Please restate the material below word for word, from the first line through the one that contains "strings for each", inclusive.

========

PR #68, opened 2021-02-17
Add basic assert checks

fenugrec:
Avoid using <assert.h> because the standard assert() pulls in
fprintf and its dependencies, as well as including ` __FILE__:__LINE__`
strings for each assert() call. All this has an unacceptable memory
cost, as well as being useless since there is nowhere to printf *to*.

Currently assert_basic() was added to check calloc() return values;
in case of failure we simply halt the core with BKPT(0). This could be
improved and refined.

@brian-brt , @normaldotcom , thoughts / comments ?

### DIFF
--- a/include/util.h
+++ b/include/util.h
@@ -54,7 +54,7 @@ static inline bool is_irq_enabled(void)
 	return (__get_PRIMASK() & 1u) == 0u; // interrupts not prevented
 }
 
-static inline bool disable_irq(void) 
+static inline bool disable_irq(void)
 {
 	bool was_enabled = is_irq_enabled();
 	__disable_irq();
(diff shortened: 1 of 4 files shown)


include/util.h
```diff
@@ -54,17 +54,36 @@ static inline bool is_irq_enabled(void)
...
+ *
+ * Standard assert() needs fprint, __FILE__ , __LINE__ string consts etc.
+ *
+ * stm32's library has "USE_FULL_ASSERT" to enable some checks, but they have
+ * their own assert_param() macro that also passes in __FILE__, __LINE__ so
+ * I'm not sure if (and how) it'll be possible to combine both.
+ *
+ */
+#define assert_basic(exp)         \
+		if (!(exp)) {              \
```
brian-brt, line 81: Wrap this in `do { ... } while (0)` so it's a syntax error to use it without a `;` after it?

brian-brt (commented):
Seems like a good idea to me. I've used `__builtin_trap()` in the past, but it doesn't really matter how you trap into the debugger so this looks fine too.

Just the one comment about making the macro slightly less dangerous.

include/util.h
fenugrec: Oops, the idea was to prevent something like  `if (assert_basic(X)) ...`, but I found the article I was thinking of when I wrote that : https://barrgroup.com/embedded-systems/how-to/define-assert-macro . I left out the last bit; macro should look like
 ```
#define ASSERT(expr) \
    if (expr) \
        {} \
    else \
        aFailed(F_NUM, __LINE__)
```

Will update the PR.

brian-brt (approved):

========

• Answer below
PR #68, opened 2021-02-17
Add basic assert checks

fenugrec:
Avoid using <assert.h> because the standard assert() pulls in
fprintf and its dependencies, as well as including ` __FILE__:__LINE__`
strings for each assert() call. All this has an unacceptable memory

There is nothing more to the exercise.